[Records contained in a dataset]
PR #355, opened 2013-01-08
Activate hadoop1 profile by default for maven builds

shivaram:
While testing maven builds today, I realized that we don't have a default hadoop profile and its a bit clumsy to always use -Phadoop1. This patch makes hadoop1 the default profile for all the projects. hadoop2 can still be used with the -P switch.

### DIFF
--- a/bagel/pom.xml
+++ b/bagel/pom.xml
@@ -47,7 +47,7 @@
       <id>hadoop1</id>
       <activation>
         <property>
-          <name>!hadoop</name>
+          <name>!hadoopVersion</name>
         </property>
       </activation>
       <dependencies>
@@ -79,7 +79,7 @@
       <id>hadoop2</id>
       <activation>
         <property>
-          <name>hadoop</name>
+          <name>hadoopVersion</name>
           <value>2</value>
         </property>
       </activation>
--- a/bagel/pom.xml
+++ b/bagel/pom.xml
@@ -45,6 +45,9 @@
   <profiles>
     <profile>
       <id>hadoop1</id>
+      <activation>
+        <activeByDefault>true</activeByDefault>
+      </activation>
       <dependencies>
         <dependency>
           <groupId>org.spark-project</groupId>
--- a/bagel/pom.xml
+++ b/bagel/pom.xml
@@ -46,7 +46,9 @@
     <profile>
       <id>hadoop1</id>
       <activation>
-        <activeByDefault>true</activeByDefault>
+        <property>
+          <name>!hadoop</name>
+        </property>
       </activation>
       <dependencies>
         <dependency>
--- a/bagel/pom.xml
+++ b/bagel/pom.xml
@@ -77,6 +77,12 @@
     </profile>
     <profile>
       <id>hadoop2</id>
+      <activation>
+        <property>
+          <name>hadoop</name>
+          <value>2</value>
+        </property>
+      </activation>
       <dependencies>
         <dependency>
           <groupId>org.spark-project</groupId>
--- a/core/pom.xml
+++ b/core/pom.xml
@@ -159,6 +159,9 @@
   <profiles>
     <profile>
       <id>hadoop1</id>
+      <activation>
+        <activeByDefault>true</activeByDefault>
+      </activation>
       <dependencies>
         <dependency>
           <groupId>org.apache.hadoop</groupId>
--- a/core/pom.xml
+++ b/core/pom.xml
@@ -160,7 +160,9 @@
     <profile>
       <id>hadoop1</id>
       <activation>
-        <activeByDefault>true</activeByDefault>
+        <property>
+          <name>!hadoop</name>
+        </property>
       </activation>
       <dependencies>
         <dependency>
--- a/core/pom.xml
+++ b/core/pom.xml
@@ -216,6 +216,12 @@
     </profile>
     <profile>
       <id>hadoop2</id>
+      <activation>
+        <property>
+          <name>hadoop</name>
+          <value>2</value>
+        </property>
+      </activation>
       <dependencies>
         <dependency>
           <groupId>org.apache.hadoop</groupId>
--- a/core/pom.xml
+++ b/core/pom.xml
@@ -161,7 +161,7 @@
       <id>hadoop1</id>
       <activation>
         <property>
-          <name>!hadoop</name>
+          <name>!hadoopVersion</name>
         </property>
       </activation>
       <dependencies>
@@ -218,7 +218,7 @@
       <id>hadoop2</id>
       <activation>
         <property>
-          <name>hadoop</name>
+          <name>hadoopVersion</name>
           <value>2</value>
         </property>
       </activation>
--- a/examples/pom.xml
+++ b/examples/pom.xml
@@ -47,7 +47,7 @@
       <id>hadoop1</id>
       <activation>
         <property>
-          <name>!hadoop</name>
+          <name>!hadoopVersion</name>
         </property>
       </activation>
       <dependencies>
@@ -79,7 +79,7 @@
       <id>hadoop2</id>
       <activation>
         <property>
-          <name>hadoop</name>
+          <name>hadoopVersion</name>
           <value>2</value>
         </property>
       </activation>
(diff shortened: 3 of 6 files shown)


mateiz:
Shivaram, are you sure that if you do this, it doesn't activate _both_ profiles if you do -Phadoop2? I think Maven profiles might be "additive" rather than being one-or-the-other. If it doesn't do that, then it's great.

There was also a feature called environments that might help with specifying a default set of profiles, but I haven't looked into it much.

shivaram:
From http://maven.apache.org/guides/introduction/introduction-to-profiles.html

"This profile will automatically be active for all builds unless another profile in the same POM is activated using one of the previously described methods. All profiles that are active by default are automatically deactivated when a profile in the POM is activated on the command line or through its activation config."

I read that as hadoop2 will get used and hadoop1 will be deactivated with the command line switch.

Is there an easy way to test this ?

mateiz:
Yeah, if it compiles fine with -Phadoop2, then you're probably good. Some of the conditionally compiled code we had would only work with one version of Hadoop (otherwise you'd have two source files with the same class defined).

shivaram:
Actually I'm having some trouble getting repl to compile with -Phadoop2 -- Maven reports an error

[ERROR] Failed to execute goal on project spark-repl: Could not resolve dependencies for project org.spark-project:spark-repl:jar:0.7.0-SNAPSHOT: Could not find artifact org.spark-project:spark-core:jar:hadoop1:0.7.0-SNAPSHOT -> [Help 1]

So the repl is looking for spark-core built with hadoop1 for some reason.  I will update this once I figure out what is wrong...

shivaram:
Actually I couldn't find a way to get this to work: From what I can see, the default profile (hadoop1) compiles correctly. But when we pass -Phadoop2, hadoop2 is activated in each module separately. I think this leads to a situation where while repl is being built, hadoop2 is not activated in core and hadoop1 gets activated by default.  I am not a 100% sure how to get around this, so I am closing this for now.

rxin:
Shiv - Hive has the same thing. Perhaps look into Hive's pom file?

mateiz:
Also, did it work before this change? I guess it must've unless we recently broke it.

tomdz:
See http://jira.codehaus.org/browse/MNG-3229 for a discussion of `activeByDefault`. The simplest way to avoid having to type `-Phadoop1` all the time, is probably to add this to your `settings.xml`:

```
<activeProfiles>
  <activeProfile>hadoop1</activeProfile>
</activeProfiles>
```

shivaram:
Couple of points
- Things work fine before this change -- it looks like setting activeByDefault leads to this error
- I managed to get it to work by activating based on the absence of a system property. I found the sonatype book useful for this - http://www.sonatype.com/books/mvnref-book/reference/profiles-sect-activation.html#profiles-sect-activation-by-absence
  The patch is at https://github.com/shivaram/spark/commit/f7adb382ace7f54c5093bf90574b3f9dd0d35534 . But using hadoop2 is a bit clumsy with this change and the behavior we have is:
  a. mvn package  # builds using hadoop1
  b. mvn -Dhadoop -Phadoop2 # builds using hadoop2
  c. mvn -Dhadoop -Phadoop1 # also builds using hadoop1
  d. mvn -Phadoop2 # fails as both hadoop1 and hadoop2 are active
- `settings.xml` also works, but this is a per-user setting -- so we'll need to track that as something new users should do

mateiz:
Is there a way you could use the property value syntax a bit farther up in that to turn on hadoop2 if you pass -Dhadoop=2 for example? Would make it even simpler.

mbautin:
As an alternative  solution, wouldn't it be cleaner to explicitly tell the user that -Phadoop1 or -Phadoop2 has to be specified? Example in Shark: https://github.com/mbautin/shark/commit/cad0b8e6f807d68935270b0d01a6476c6805a69c

mateiz:
I think we can have both that and a default. I do like having a less scary mvn command by default. I'm going to look into what I mentioned above (a -Dhadoop2 version) and if not, I'll probably merge this.

shivaram:
I added a change to activate hadoop2 with -Dhadoop=2. Also I think the maven activation properties are or'ed, so I guess we could also support -Dhadoop=1 to activate hadoop1 if required.

mateiz:
Cool, let's do that. Also maybe change the property name "hadoop" to something like "hadoopType" to make it sound less mysterious. Thanks for looking into this!

shivaram:
I renamed the variable to hadoopVersion -- I could not add support for both hadoopVersion=1 and !hadoopVersion to trigger the hadoop1 profile -- So only !hadoopVersion triggers hadoop1 right now. Turns out maven does not allow two property blocks in the same profile activation and the or'ing works across different activation techniques like OS, JDK version, environment variable etc.

mateiz:
Alright, thanks for looking into this. Going to merge it in.

mbautin:
Unfortunately, this forces the hadoop1 profile to be selected when importing to IntelliJ IDEA, and there is no way to uncheck it without removing activation on !hadoopVersion. I am not sure what the best fix for this would be yet.

mateiz:
Oh, that's too bad. If you can't find a fix for this we can revert it, but definitely let us know.

shivaram:
This is unfortunate -- I don't use IntelliJ IDEA and only tested builds
from the command line. I will try to take a look to see if I can find a
fix.

Shivaram

mbautin:
Tested with IntelliJ 11.1.5 (IntelliJ 12.0.2's Maven profile handling is still buggy), the same problem happens there. I am using this script to fix pom.xml's locally in the meantime:

``` python
#!/usr/bin/env python

import sys
import os
import re

ACTIVATION_RE = re.compile( ' *' + r'\s*'.join([
  '<activation>',
  '<property>',
  '<name>!hadoopVersion</name>',
  '</property>',
  '</activation>'
]), re.MULTILINE)

def remove_activation(f_path):
  f_in = open(f_path)
  pom_xml = f_in.read()
  f_in.close()
  f_out = open(f_path, 'w')
  f_out.write(ACTIVATION_RE.sub('', pom_xml))
  f_out.close()

for root, dirs, files in os.walk('.'):
  for f in files:
    if f == 'pom.xml':
      remove_activation(os.path.join(root, f))
```

mbautin:
Here is one more problem, this time more serious. When trying to build Shark against a Spark version with auto-activation of hadoop1 in its POM, I get the following error:

[ERROR] Failed to execute goal on project shark: Could not resolve dependencies for project edu.berkeley.cs.amplab:shark:jar:0.3.0-csd-7-SNAPSHOT: The following artifacts could not be resolved: org.spark-project:spark-core:jar:hadoop1:0.7.0-csd-2, org.spark-project:spark-bagel:jar:hadoop1:0.7.0-csd-2, org.spark-project:spark-examples:jar:hadoop1:0.7.0-csd-2, org.spark-project:spark-streaming:jar:hadoop1:0.7.0-csd-2: Could not find artifact org.spark-project:spark-core:jar:hadoop1:0.7.0-csd-2

(Artifacts for the 0.7.0-csd-2 version of Spark for hadoop2 are deployed in our repository.)

The build command was:

``` bash
mvn -Phadoop2 -DskipTests clean package
```

mateiz:
Ah, I see, so somehow the build is still tagged as hadoop1 even though you built with -Phadoop2? Did you try passing -Dhadoop=2 instead of -Phadoop2? it might somehow have tried to activate both profiles.

If this continues to be a problem I'm okay removing this eventually.

shivaram:
Yeah - The way maven profiles are passed across modules seems to be really tricky. The benefit of having a default profile may not be worth it.

mbautin:
Another observation: building Shark with

```
mvn -Phadoop2 -DhadoopVersion=2 -DskipTests clean package
```

works, so it looks like Maven evaluates transitive dependencies using the profile activation logic based on `hadoopVersion` since it is specified in Spark's pom files. The `hadoopVersion` property was not set in my previous attempt, so Maven added a dependency on `hadoop1`. If I am interpreting this correctly, with these changes any project depending on Spark would have to specify `hadoopVersion` in addition to using the correct classifier with its Spark dependencies.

:: Exercise ::
Search the records for the string "looks", and copy every line that holds it.

:: Completed exercise ::
- Things work fine before this change -- it looks like setting activeByDefault leads to this error
works, so it looks like Maven evaluates transitive dependencies using the profile activation logic based on `hadoopVersion` since it is specified in Spark's pom files. The `hadoopVersion` property was not set in my previous attempt, so Maven added a dependency on `hadoop1`. If I am interpreting this correctly, with these changes any project depending on Spark would have to specify `hadoopVersion` in addition to using the correct classifier with its Spark dependencies.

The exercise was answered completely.